EXERCISE DESCRIPTION: Restate the records exactly. Include all of them.

BEGIN

PR #6401, opened 2026-08-20
[9771] - Add employing school to AO route

d-a-v-e:
### Context

[Trello card](https://trello.com/c/1wt8XCYe/9771-add-employing-school-to-assessment-only-route)

Following on from [9631-assessment-only-route-design-for-mandating-employing-hosting-school](https://trello.com/c/pFZK1WN6/9631-assessment-only-route-design-for-mandating-employing-hosting-school)

We want to capture employing school for AO trainees, which we currently don’t.

We want to allow employing schools which are not in GIAS, similar to how we do that for placements.

### Important business


spec/factories/trainees.rb
```diff
@@ -453,6 +453,7 @@
 
     trait :submitted_for_trn do
       completed
+      with_employing_school
```
tomtrentham: This feels a bit out of place here. I'm not sure the `with_employing_school` is directly related to the `submitted_for_trn` state. Could we handle this differently?

tomtrentham (commented):
I think this is looking good. There is one thing I think we might need to tweak in how it works.

For the `assessment_only` route the employing school should be required before changing trainee status to ‘holds QTS’, but not be required for TRN submission. So, it will work similarly to how placements work on other routes.

Also, just a note that we'll need to let Data & insights know about this before we deploy.

d-a-v-e:
> I think this is looking good. There is one thing I think we might need to tweak in how it works.
> 
> For the `assessment_only` route the employing school should be required before changing trainee status to ‘holds QTS’, but not be required for TRN submission. So, it will work similarly to how placements work on other routes.
> 
> Also, just a note that we'll need to let Data & insights know about this before we deploy.

AO employing school is not in the `TrnValidator`, so it doesn’t block TRN. It's in MissingDataValidator, so it does block QTS (same as placements). Draft tasklist still has the row, might be more of a product question (unless i missed it in the designs/discussion?)

spec/factories/trainees.rb
d-a-v-e: I've removed this. Its now on the `bulk_recommend` award path, and where it's assumed registered AO trainee is complete (see last commit)

tomtrentham:
> > I think this is looking good. There is one thing I think we might need to tweak in how it works.
> > For the `assessment_only` route the employing school should be required before changing trainee status to ‘holds QTS’, but not be required for TRN submission. So, it will work similarly to how placements work on other routes.
> > Also, just a note that we'll need to let Data & insights know about this before we deploy.
> 
> AO employing school is not in the `TrnValidator`, so it doesn’t block TRN. It's in MissingDataValidator, so it does block QTS (same as placements). Draft tasklist still has the row, might be more of a product question (unless i missed it in the designs/discussion?)

You're right, my mistake. I think I was thrown by the slightly different journey for placements where the user gets this question:

image

But for the AO employing school journey it does work according to requirements as you have implemented it, so I'm happy to go to prod review 👍

tomtrentham (approved):

PR #6418, opened 2026-09-01
[xxxx] Check for email address before sending surveys

tomtrentham:
### Context

We have seen some errors from our integration with Qualtrics because trainees didn't have an email address set.

https://dfe-teacher-services.sentry.io/issues/7555447132/

This should only happen with older trainee records before the validations were robust, but we should still put it a guard to prevent these unnecessary errors.

* Add a guard clause to the job
* Add tests

### Important business


d-a-v-e (approved):
looks good!

PR #6423, opened 2026-09-02
[9798] Upgrade to ruby 4

tomtrentham:
### Context

[Trello card](https://trello.com/c/GNJYhSC9)

* Upgraded ruby to 4.0.6
* Updated bundler to latest version
* Updated tech_docs gems for ruby 4 compatibility
* Updated Alpine version due to snyk reporting vulns
* Updated Docker build to get middleman docs build working

### Important business


Dockerfile
```diff
@@ -1,36 +1,53 @@
...
+# This template builds 2 images, to optimise caching:
 # rails-build: builds gems and node modules
-# middleman-build: builds the Middleman static docs site
 # rails-app: runs the actual app
 
 # Build rails-build image
-FROM ruby:3.4.9-alpine3.23 AS rails-build
+FROM ruby:4.0.6-alpine3.24 AS rails-build
 
-ENV BUNDLE_PATH=/usr/local/bundle
```
Reyko, line 9: I think we need this at the top of the `rails-build` stage as the bundle path on line `50` will be different on line `77` and the gems would have to be reinstalled there. It might be worth building the image locally to verify if there is more than one gem directory in the image.

Dockerfile
```diff
@@ -43,50 +60,37 @@ RUN yarn install --immutable
...
 
+# Build documentation pages
+RUN bundle exec rake tech_docs:csv:generate
+RUN bundle exec rake tech_docs:reference_data:generate
+RUN bundle exec rake tech_docs:build
+
+# Re-install/check Rails gems after building the docs
+ENV BUNDLE_PATH=/usr/local/bundle
 WORKDIR $APP_HOME
+RUN bundle install --jobs=4 && \
```
Reyko, line 77: We might be able to remove `bundle install` if the gems can be reused.

Dockerfile
tomtrentham: Unfortunately, making this change causes the tech docs build to break. See https://github.com/DFE-Digital/register-trainee-teachers/actions/runs/35232655731/job/105240479036?pr=6423

Reyko: No worries. Thanks for checking this.

Reyko (approved):

PR #82, opened 2018-03-23
Flux adapter (Spectrum MPI)

trws:


maestrowf/interfaces/script/fluxscriptadapter.py
```diff
@@ -151,22 +152,28 @@ def get_parallelize_command(self, procs, nodes=None, **kwargs):
...
+        #     '-mca', 'plm', 'rsh',
+        #     # '-mca', 'plm_rsh_agent', 'rsh',
+        #     '--map-by', 'node']
+        # args.extend(['-hostfile','$HOSTF'])
+        # args.extend([
+        #     '-n',
+        #     str(procs),
+        #     # '/usr/gapps/kras/install/bin/autobind', # bind cores and GPUs
+        #     ])
+        args = ['/usr/gapps/kras/install/bin/mpiexec.hydra']
```
FrankD412: This looks platform specific -- we should probably assume mpiexec is somewhere in the path.

trws:
Much as I agree with you in general, the whole thing is currently 
platform specific.  That command shouldn’t really be used with flux 
anyway, it should be wreckrun doing this part, but this is faster and 
probably more stable to try and get splash working.  I can change it to 
just “mpiexec.hydra” but it will still be platform specific.

FrankD412:
I'm okay with that. Mostly just something to avoid the path.

trws:
If you want to, that would work, but the `mpiexec.hydra` thing is not right for either flux normally or for spectrum.   It should be mpirun for spectrum or `flux wreckrun` for flux.  If you want to merge this, put up an issue for that first so we make sure to address it.

FrankD412:
What's the proper mpirun for spectrum? We're still aiming to make this adapter fairly platform specific aren't we? Or are we thinking of launching flux in a more general way where we can just avoid Spectrum MPI entirely (since we had decided to preamble a general adapter with the Spectrum variant)?

trws:
mpirun with all the extra flags is what we have to use for spectrum.  
Yeah, this one is still platform specific, but hydra only works to 
launch mpich apps or flux itself, it can’t bootstrap spectrum.

FrankD412:
Do you mind making the quick correction to the command so that it can work and then pushing it? I'll go ahead and merge it after that.

trws:
Sure, just a sec.

trws:
That should do it, we should run some tests after this to make sure nothing in splash got accidentally broken though.

trws:
Actually, given the new drop of *all* the software on there, we probably should anyway.

FrankD412:
I agree -- we could merge this and apply fixes as needed (because I expect we're gonna be changing a lot of other things anyway)

trws:
Agreed.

END

ANSWER BOX:
PR #6401, opened 2026-08-20
[9771] - Add employing school to AO route

d-a-v-e:
### Context

[Trello card](https://trello.com/c/1wt8XCYe/9771-add-employing-school-to-assessment-only-route)

Following on from [9631-assessment-only-route-design-for-mandating-employing-hosting-school](https://trello.com/c/pFZK1WN6/9631-assessment-only-route-design-for-mandating-employing-hosting-school)

We want to capture employing school for AO trainees, which we currently don’t.

We want to allow employing schools which are not in GIAS, similar to how we do that for placements.

### Important business


spec/factories/trainees.rb
```diff
@@ -453,6 +453,7 @@
 
     trait :submitted_for_trn do
       completed
+      with_employing_school
```
tomtrentham: This feels a bit out of place here. I'm not sure the `with_employing_school` is directly related to the `submitted_for_trn` state. Could we handle this differently?

tomtrentham (commented):
I think this is looking good. There is one thing I think we might need to tweak in how it works.

For the `assessment_only` route the employing school should be required before changing trainee status to ‘holds QTS’, but not be required for TRN submission. So, it will work similarly to how placements work on other routes.

Also, just a note that we'll need to let Data & insights know about this before we deploy.

d-a-v-e:
> I think this is looking good. There is one thing I think we might need to tweak in how it works.
> 
> For the `assessment_only` route the employing school should be required before changing trainee status to ‘holds QTS’, but not be required for TRN submission. So, it will work similarly to how placements work on other routes.
> 
> Also, just a note that we'll need to let Data & insights know about this before we deploy.

AO employing school is not in the `TrnValidator`, so it doesn’t block TRN. It's in MissingDataValidator, so it does block QTS (same as placements). Draft tasklist still has the row, might be more of a product question (unless i missed it in the designs/discussion?)

spec/factories/trainees.rb
d-a-v-e: I've removed this. Its now on the `bulk_recommend` award path, and where it's assumed registered AO trainee is complete (see last commit)

tomtrentham:
> > I think this is looking good. There is one thing I think we might need to tweak in how it works.
> > For the `assessment_only` route the employing school should be required before changing trainee status to ‘holds QTS’, but not be required for TRN submission. So, it will work similarly to how placements work on other routes.
> > Also, just a note that we'll need to let Data & insights know about this before we deploy.
> 
> AO employing school is not in the `TrnValidator`, so it doesn’t block TRN. It's in MissingDataValidator, so it does block QTS (same as placements). Draft tasklist still has the row, might be more of a product question (unless i missed it in the designs/discussion?)

You're right, my mistake. I think I was thrown by the slightly different journey for placements where the user gets this question:

image

But for the AO employing school journey it does work according to requirements as you have implemented it, so I'm happy to go to prod review 👍

tomtrentham (approved):

PR #6418, opened 2026-09-01
[xxxx] Check for email address before sending surveys

tomtrentham:
### Context

We have seen some errors from our integration with Qualtrics because trainees didn't have an email address set.

https://dfe-teacher-services.sentry.io/issues/7555447132/

This should only happen with older trainee records before the validations were robust, but we should still put it a guard to prevent these unnecessary errors.

* Add a guard clause to the job
* Add tests

### Important business


d-a-v-e (approved):
looks good!

PR #6423, opened 2026-09-02
[9798] Upgrade to ruby 4

tomtrentham:
### Context

[Trello card](https://trello.com/c/GNJYhSC9)

* Upgraded ruby to 4.0.6
* Updated bundler to latest version
* Updated tech_docs gems for ruby 4 compatibility
* Updated Alpine version due to snyk reporting vulns
* Updated Docker build to get middleman docs build working

### Important business


Dockerfile
```diff
@@ -1,36 +1,53 @@
...
+# This template builds 2 images, to optimise caching:
 # rails-build: builds gems and node modules
-# middleman-build: builds the Middleman static docs site
 # rails-app: runs the actual app
 
 # Build rails-build image
-FROM ruby:3.4.9-alpine3.23 AS rails-build
+FROM ruby:4.0.6-alpine3.24 AS rails-build
 
-ENV BUNDLE_PATH=/usr/local/bundle
```
Reyko, line 9: I think we need this at the top of the `rails-build` stage as the bundle path on line `50` will be different on line `77` and the gems would have to be reinstalled there. It might be worth building the image locally to verify if there is more than one gem directory in the image.

Dockerfile
```diff
@@ -43,50 +60,37 @@ RUN yarn install --immutable
...
 
+# Build documentation pages
+RUN bundle exec rake tech_docs:csv:generate
+RUN bundle exec rake tech_docs:reference_data:generate
+RUN bundle exec rake tech_docs:build
+
+# Re-install/check Rails gems after building the docs
+ENV BUNDLE_PATH=/usr/local/bundle
 WORKDIR $APP_HOME
+RUN bundle install --jobs=4 && \
```
Reyko, line 77: We might be able to remove `bundle install` if the gems can be reused.

Dockerfile
tomtrentham: Unfortunately, making this change causes the tech docs build to break. See https://github.com/DFE-Digital/register-trainee-teachers/actions/runs/35232655731/job/105240479036?pr=6423

Reyko: No worries. Thanks for checking this.

Reyko (approved):

PR #82, opened 2018-03-23
Flux adapter (Spectrum MPI)

trws:


maestrowf/interfaces/script/fluxscriptadapter.py
```diff
@@ -151,22 +152,28 @@ def get_parallelize_command(self, procs, nodes=None, **kwargs):
...
+        #     '-mca', 'plm', 'rsh',
+        #     # '-mca', 'plm_rsh_agent', 'rsh',
+        #     '--map-by', 'node']
+        # args.extend(['-hostfile','$HOSTF'])
+        # args.extend([
+        #     '-n',
+        #     str(procs),
+        #     # '/usr/gapps/kras/install/bin/autobind', # bind cores and GPUs
+        #     ])
+        args = ['/usr/gapps/kras/install/bin/mpiexec.hydra']
```
FrankD412: This looks platform specific -- we should probably assume mpiexec is somewhere in the path.

trws:
Much as I agree with you in general, the whole thing is currently 
platform specific.  That command shouldn’t really be used with flux 
anyway, it should be wreckrun doing this part, but this is faster and 
probably more stable to try and get splash working.  I can change it to 
just “mpiexec.hydra” but it will still be platform specific.

FrankD412:
I'm okay with that. Mostly just something to avoid the path.

trws:
If you want to, that would work, but the `mpiexec.hydra` thing is not right for either flux normally or for spectrum.   It should be mpirun for spectrum or `flux wreckrun` for flux.  If you want to merge this, put up an issue for that first so we make sure to address it.

FrankD412:
What's the proper mpirun for spectrum? We're still aiming to make this adapter fairly platform specific aren't we? Or are we thinking of launching flux in a more general way where we can just avoid Spectrum MPI entirely (since we had decided to preamble a general adapter with the Spectrum variant)?

trws:
mpirun with all the extra flags is what we have to use for spectrum.  
Yeah, this one is still platform specific, but hydra only works to 
launch mpich apps or flux itself, it can’t bootstrap spectrum.

FrankD412:
Do you mind making the quick correction to the command so that it can work and then pushing it? I'll go ahead and merge it after that.

trws:
Sure, just a sec.

trws:
That should do it, we should run some tests after this to make sure nothing in splash got accidentally broken though.

trws:
Actually, given the new drop of *all* the software on there, we probably should anyway.

FrankD412:
I agree -- we could merge this and apply fixes as needed (because I expect we're gonna be changing a lot of other things anyway)

trws:
Agreed.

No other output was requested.